The validation command follows a similar pattern as the training command:
auto_torchrun -m vq.val ${EXPERIMENT_NAME} ${CONFIG_NAME} \
--config-options ... \
--override ... \
--visual ... \
--autocast \
--load-model-from ... \
--load-from ...--config-options, --override, --autocast, and --load-model-from have the same meanings as in the training command.

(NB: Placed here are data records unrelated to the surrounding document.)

PR #6829, opened 2015-03-31
SOC-463 Create a command line interface for testing the Email extension

garthwebb:
https://wikia-inc.atlassian.net/browse/SOC-463


maintenance/wikia/email.php
```diff
@@ -0,0 +1,184 @@
...
+/**
+ * Email
+ *
+ * This sends an email type (defined in extensions/wikia/Email) to the email address of your
+ * choice
+ *
+ */
+
+ini_set( 'display_errors', 'stderr' );
+ini_set( 'error_reporting', E_NOTICE );
```
kvas-damian: Was it intended to change error displaying setting in this file?

maintenance/wikia/email.php
```diff
@@ -0,0 +1,184 @@
...
+			$this->assertControllerExists( $controllerClass );
+
+			$params = $this->argStringToArray( $this->argString );
+			$resp = F::app()->sendRequest( $controllerClass, 'handle', $params, true );
+
+			$this->assertSuccessfulEmail( $resp );
+
+			echo "Email sent as '$this->to' successfully!\n";
+			exit( 0 );
+		} catch ( Exception $e ) {
```
kvas-damian: I know it's command line tool, but when I see statement like this I think only about one thing:
Pokémon Exception Handling
http://blog.codinghorror.com/new-programming-jargon/

This is big block of code and many unexpected exceptions can be thrown. Do you think it's best idea to limit output only to error message? Personally when running CLI script and something unexpected goes wrong I would like to know where exactly problem lays, but maybe I'm strange ;)

maintenance/wikia/email.php
```diff
@@ -0,0 +1,184 @@
...
+	protected $verbose = false;
+	protected $test = false;
+	protected $to = '';
+	protected $type = '';
+	protected $argString = '';
+	protected $list = false;
+
+	public function __construct() {
+		parent::__construct();
+		$this->mDescription = "Pre-populate LVS suggestions";
```
kvas-damian: C&P? ;)

maintenance/wikia/email.php
```diff
@@ -0,0 +1,184 @@
...
+		} catch ( Exception $e ) {
+			echo "An error occurred:\n";
+			echo $e->getMessage() . "\n";
+			exit( 1 );
+		}
+	}
+
+	protected function initOptions() {
+		$this->test = $this->hasOption( 'test' );
+		$this->verbose = $this->hasOption( 'verbose' );
```
kvas-damian: Don't know what others think but we could think of more descriptive variable names for flags, eg. ```isTest```. What do you think?

maintenance/wikia/email.php
```diff
@@ -0,0 +1,184 @@
...
+		if ( !empty( $this->to ) && !empty( $this->type ) ) {
+			return;
+		}
+
+		throw new OptionException( 'Either --list or both --to and --type options are required' );
+	}
+
+	protected function setupUser() {
+		// We either have a user ID or a user name
+		if ( preg_match( '/^\d+$/', $this->to ) ) {
```
kvas-damian: What do you think about using ```filter_var``` instead of regex?

BTW: there is an edge case when username contains only digitis.

maintenance/wikia/email.php
```diff
@@ -0,0 +1,184 @@
...
+
+		$this->addOption( 'to', 'Address to send email to',
+			Maintenance::PARAM_OPTIONAL,
+			Maintenance::PARAM_HAS_ARG
+		);
+		$this->addOption( 'type', 'Type of email to send',
+			Maintenance::PARAM_OPTIONAL,
+			Maintenance::PARAM_HAS_ARG
+		);
+		$this->addOption( 'args', 'Arguments for email type',
```
kvas-damian: It'd nice to inform users what is args format.

maintenance/wikia/email.php
```diff
@@ -0,0 +1,184 @@
...
+
+		F::app()->wg->User = $userObject;
+	}
+
+	protected function argStringToArray( $argString ) {
+		$paramPairs = explode( ',', $argString );
+
+		$param = [];
+		foreach ( $paramPairs as $pair ) {
+			list( $key, $value ) = explode( '=', $pair );
```
kvas-damian: What do you think about input data validation before exploding?

maintenance/wikia/email.php
```diff
@@ -0,0 +1,184 @@
...
+	public function execute() {
+		try {
+			$this->initOptions();
+
+			if ( $this->list ) {
+				$this->showValidEmailTypes();
+				exit( 0 );
+			}
+
+			// The controller class should end with 'Controller'
```
kvas-damian: Maybe we could add info that ```type``` should not ends with ```Controller```?

kvas-damian: Forget about it, I missed ```list``` param ;)

maintenance/wikia/email.php
garthwebb: Yes.  I do everything in my power to make PHP behave like a normal language on the command line, which means outputting errors, all errors, to STDERR rather than sending them to the log or silently eating them.  This STILL fails however, if I miss a semicolon.  Apparently that error is just too difficult to recover from and give any output ... >:(

maintenance/wikia/email.php
garthwebb: Yah, my intent was to only catch the errors I specifically threw.  I updated the exceptions to inherit from a common exception class for this script and will catch only that.

maintenance/wikia/email.php
garthwebb: These are direct mappings to the CLI arguments so I don't really see much value in altering them unless the CLI argument names are unclear and changing both.  In this case, --test and --verbose are pretty standard.

maintenance/wikia/email.php
garthwebb: Looks useful, I'll use ```filter_var``` instead.  As far as the edge case, this will see pretty limited usage so I don't expect that to be a problem, but its easy enough to fix.

maintenance/wikia/email.php
garthwebb: This code doesn't really know much about what its supposed to get, but it could probably check for null ```$pair```s and null ```$value```s

maintenance/wikia/email.php
```diff
@@ -0,0 +1,196 @@
...
+		$paramPairs = explode( ',', $argString );
+
+		$param = [];
+		foreach ( $paramPairs as $pair ) {
+			if ( empty( $pair ) ) {
+				continue;
+			}
+
+			list( $key, $value ) = explode( '=', $pair );
+			if ( empty( $value ) ) {
```
kvas-damian: I'm not sure if empty string as a value should trigger warning, but empty ```$key``` should be handled somehow.

garthwebb: I felt the check on L142 would cover missing keys but I suppose someone could pass 'foo=bar,=apple'

maintenance/wikia/email.php
```diff
@@ -0,0 +1,200 @@
...
+			Maintenance::PARAM_IS_FLAG,
+			't'
+		);
+		$this->addOption( 'verbose', 'Show extra debugging output',
+			Maintenance::PARAM_OPTIONAL,
+			Maintenance::PARAM_IS_FLAG,
+			'v'
+		);
+
+		$this->addOption( 'user', 'Masquerade as this user when sending email. Can be username or ID.s',
```
jsutterfield: Is that trailing "s" a typo? I think this should be `Masquerade as this user when sending email. Can be username or ID`, yea?

garthwebb: @jsutterfield yup, you're correct.

maintenance/wikia/email.php
```diff
@@ -0,0 +1,200 @@
...
+				$this->showValidEmailTypes();
+				exit( 0 );
+			}
+
+			// The controller class should end with 'Controller'
+			$controllerClass = 'Email\\Controller\\' . $this->type . 'Controller';
+			$this->assertControllerExists( $controllerClass );
+
+			$params = $this->argStringToArray( $this->argString );
+			$resp = F::app()->sendRequest( $controllerClass, 'handle', $params, true );
```
jsutterfield: You shouldn't need to pass `true` here for the 4th argument, it defaults to `true` in the function signature.

maintenance/wikia/email.php
```diff
@@ -0,0 +1,200 @@
...
+		return $param;
+	}
+
+	protected function assertControllerExists( $controllerClass ) {
+		if ( !class_exists( $controllerClass ) ) {
+			throw new OptionException( "Can't find $controllerClass to handle this email type\n" );
+		}
+	}
+
+	protected function assertSuccessfulEmail( WikiaResponse $resp = null ) {
```
jsutterfield: Is there a reason this needs a default argument? This is only called in one place and always passes in an argument.

maintenance/wikia/email.php
```diff
@@ -0,0 +1,200 @@
...
+
+		$param = [];
+		foreach ( $paramPairs as $pair ) {
+			if ( empty( $pair ) ) {
+				continue;
+			}
+
+			list( $key, $value ) = explode( '=', $pair );
+			if ( empty( $value ) ) {
+				echo "WARNING: argument '$key' had no value\n";
```
jsutterfield: The `Maintenance` class which is being extended has a method `error` which writes to stderr which might be useful for cases like this. What about switching these to use that method?

maintenance/wikia/email.php
```diff
@@ -0,0 +1,200 @@
...
+	protected function assertRequiredOptionsExist() {
+		if ( $this->list ) {
+			return;
+		}
+
+		if ( !empty( $this->user ) && !empty( $this->type ) ) {
+			return;
+		}
+
+		throw new OptionException( 'Either --list or both --to and --type options are required' );
```
jsutterfield: This exception, as well as the one on L131 are missing a newline.

maintenance/wikia/email.php
garthwebb: That's part of this check; did we even get a response back from the call?  The next line examines this and throws an error if we didn't get anything back.

maintenance/wikia/email.php
garthwebb: Actually, I'm going to take out the newlines on the other throws that include it. The needed newline is added on L86.

jsutterfield:
LGTM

If the --visual argument is present, visualizations will be saved under work_dirs/${EXPERIMENT_NAME}/unbatched_visuals. The value of --visual specifies a regex to filter the images to visualize. In most cases, --visual pred_image is sufficient to save the reconstructed images.
In vq.train, --load-from is used to resume training. However, in vq.val, --load-from is used to specify the checkpoints to validate. By default, vq.val automatically validates all checkpoints found under work_dirs/${EXPERIMENT_NAME}/checkpoints. If --load-from iter_{15..26}0000 is provided, only work_dirs/${EXPERIMENT_NAME}/iter_{15..26}0000 are validated.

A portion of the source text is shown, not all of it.